The following non-limiting examples are presented to illustrate the process of the present invention and are not intended to unduly restrict the scope of the claims attached hereto.
The above described pulse test apparatus was used to obtain data for this example. The liquid temperature was 65° C. and the flow was up the column at the rate of 1.0 ml/min. The feed stream comprised 10 wt. % sucrose, 10 wt. % raffinose, 10 wt. % betaine, 1 wt. % KCl and 69 wt. % water. The column was packed with the aforementioned Dow retardation resin 11A8 that had been equilibrated by rinsing the resin bed with 30 bed volumes of 10 wt. % KCl solution followed by 50 bed volumes of distilled water. The desorbent fluid used was water.
The results of this example are shown on the accompanying FIG. 1. It is apparent from FIG. 1 that a very good separation of KCl from the other components was obtained.
A pulse test like that of Example I was conducted except that the aforementioned Dowex 50X8 cation exchange resin equilibrated with potassium ions was used as the adsorbent. The results, as shown in FIG. 2, were that substantially no separation of any component was obtained.
The test of Example II was repeated except that the feed stream was changed to an aqueous solution of 10 wt. % each of sucrose and raffinose, 10 wt. % betaine, 1.5 wt. % K+ (2.86 wt. % KCl), 0.15 wt. % Ca++ (0.42 wt. % CaCl2) and 66.72 wt. % water. The Dow 50X8 resin was equilibrated with this feed prior to the test.

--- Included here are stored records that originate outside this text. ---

PR #95, opened 2022-03-07
Object pickable grab feature without reparenting

goatchurchprime:
The current implementation moves the grabbed object with the controller by reparenting it under the controller.

This is inconvenient since it makes objects disappear from the node tree so it is impossible to write simple code that depends on objects staying where they were created.

We can get this the same effect by creating a RemoteTransform node under the controller and pointing it to the object that has been grabbed.  (It's not possible to reuse the same RemoteTransform over and over again since it does not allow the remote_path value to be set to null.)

### DIFF
--- a/addons/godot-xr-tools/images/teleport_arrow.png.import
+++ b/addons/godot-xr-tools/images/teleport_arrow.png.import
@@ -3,16 +3,17 @@
 importer="texture"
 type="StreamTexture"
 path.s3tc="res://.import/teleport_arrow.png-f1bd44b6f478277692b3fa29171b62d3.s3tc.stex"
+path.etc2="res://.import/teleport_arrow.png-f1bd44b6f478277692b3fa29171b62d3.etc2.stex"
 path.etc="res://.import/teleport_arrow.png-f1bd44b6f478277692b3fa29171b62d3.etc.stex"
 metadata={
-"imported_formats": [ "s3tc", "etc" ],
+"imported_formats": [ "s3tc", "etc2", "etc" ],
 "vram_texture": true
 }
 
 [deps]
 
 source_file="res://addons/godot-xr-tools/images/teleport_arrow.png"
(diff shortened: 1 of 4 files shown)


Malcolmnixon:
My testing shows the RemoteTransform works fine. You may wish to exclude the .import files as the changes were purely due to the gles3/gles2 project settings. The Viewport_2D_in_3D.tscn changes look to be a minor mismatch with the collision_layer settings between the top-level viewport and the StaticBody which the tool-script should have kept in sync.

BastiaanOlij:
Yup, agree with not having the .import files changes, those mostly relate to whether you open the project in 3.4.x or 3.5.

BastiaanOlij:
@goatchurchprime if you can change it so the .import files are not part of the PR I can merge this :)

BastiaanOlij:
@Malcolmnixon seeing you're doing the work on the ranged grab and making changes in this area at the moment, maybe you can combine @goatchurchprime change? Or maybe we should merge it and just undo the import file changes.

On the import file changes, I think we should try and stick to making sure the import file contents match what the current stable release of Godot expects. It's pretty unimpactful as it generally unintentional deviations from defaults now that Godot no longer saves the value of properties that haven't changed, but occasionally something unsupported by older versions sneaks in. Godot tents to ignore those but still....

Malcolmnixon:
I'm going to make the grab mechanic an enum as well - parenting, remote-transform, and possibly expanding to velocity tracking in a future pull request.

This is an area where things start to get interesting quickly because we're possibly going to need "grab-points" in the near future which might even have the ability to override the hand-pose (such as holding a gun) and if the object is velocity-tracked to prevent it from ghosting through walls, then we actually want the hand-model to stay with the object. As such we may expand this list of grab mechanics to include childinf the hand to the model, or remote-transforming the hand by the model.

Either way these features will take time to add, but I will include the chilling vs remote-transforming for now.

Malcolmnixon:
This capability has been added to the ranged-grab pull request. It now supports both Remote-Transform and Reparenting as the hold mechanic.

BastiaanOlij:
I shall close this than, thanks @Malcolmnixon and @goatchurchprime

PR #105, opened 2022-03-13
Modified jumping to use ground slope

### LINKED ISSUE #104: Jumping does not take into account the ground slope
Jumping should take into account the ground-slope. Doing so would allow for effects such as angled jump pads which can bounce the player up and to the side:
image

Malcolmnixon:
This pull request fixes #104 by using the ground surface-normal when applying the jump velocity.

Additionally this contains a minor fix to flight movement where the flight toggling button check is performed _process. This allows flying to be disabled even if a higher-priority exclusive movement (such as climbing) is being performed.


BastiaanOlij:
Thanks!

Issue #107, opened 2022-03-16
Pickable objects should have different highlight options


Malcolmnixon:
Currently packable objects only support showing highlighted state by setting the texture of a selected mesh to a predefined blue texture.

The highlighting should be expanded to support options such as showing or hiding nodes (such ss target rings).

A solution would be for pickables to emit signals on highlight state change, and having a set of highlighter nodes that can be added as children which auto-subscribe to the event.

Malcolmnixon:
The different highlighting options now seems to be working quite well in the demos.

PR #109, opened 2022-03-18
Enhanced pickable object highlighting

Malcolmnixon:
This pull request fixes issue #107 by adding numerous options for highlighting pickable objects. The change includes:
- Modified Object_pickable to emit a highlight_updated signal when the …highlight changes.
- Added a highlighter object which reacts to highlight_updated by changing mesh materials.
- Added a highlighter object which reacts to highlight_updated by showing/hiding itself (and children).
- Added a highlighter object which reacts to highlight_updated by showing/hiding a billboard target ring.


BastiaanOlij:
Very cool!

Issue #99, opened 2022-03-10
Removing scenes for functions and classes


BastiaanOlij:
Right now most of the features in XR Tools need to be added through subscenes. That makes a lot of sense as for many we need a handful of objects properly configured to make the function usable.

However we also define all classes with `class_name` which makes it possible to see them in the node tree and just add the node. If you do this, you get a node of the correct type, with the script attached, but it doesn't use the related scene.

Most of the scenes are really simple with just a handful of objects. It is fully possible to add the needed nodes in the `_ready` function of a script and remove the need to have the scenes.

Obviously this is something worth discussing whether we want to do this and to what type of classes to restrict this too. For instance, the scenes meant to be inherited should remain scenes, but we could fully remove the function scenes for instance.

Also this would be a serious breaking change and maybe something we should consider only for Godot 4.

Malcolmnixon:
Just talked with a user that's trying to position their player in the scene, and the player leaves a bunch of objects behind. These are all the helper objects under the movement functions (the wind sensor area), and as the MovementProvider isn't a Spatial node, the movement of the parent does nothing for the child.

Switching to script-generated helper objects would fix this problem - as would making MovementProvider extend from Spatial.

BastiaanOlij:
After discussing with Malcolm, we're slowly changing this over where we can, there is no point in keeping this issue open.

PR #110, opened 2022-03-19
Change wind movement so script can be used without scene

Malcolmnixon:
This pull request is related to #99 and makes the wind movement provider usable from the "Add Child Node" menu without needing the scene added.

It also contains modifications to conform better to the gdscript style guide, and contains a minor tuning-tweak to the JumpDetect default arm-jump threshold based on testing.


BastiaanOlij:
Cool! Works well as a template to start looking into the others too.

The results are shown in FIG. 3. In this case the betaine was selectively retained by the adsorbent but, unfortunately, the sugars and mineral salts (Ca++ and K+) eluted together.
Finally, a series of three tests were run using adsorbents of the present invention comprising mixtures of equilibrated Dowex 50X8 and Dow 11A8 in the volume ratios of 40:60, 50:50 and 60:40 for the first, second and third tests, respectively. The conditions and other details of the tests were identical to the test of Example III.
All three tests demonstrated a separation of sugars from the other components with the sugars eluted first and together. The results of the best of the three separations are shown in FIG. 4. That figure clearly shows sucrose and raffinose eluting first with the degree of separation from the remaining components achieved entirely adequate for commercial exploitation as in the aforementioned simulated moving bed processes.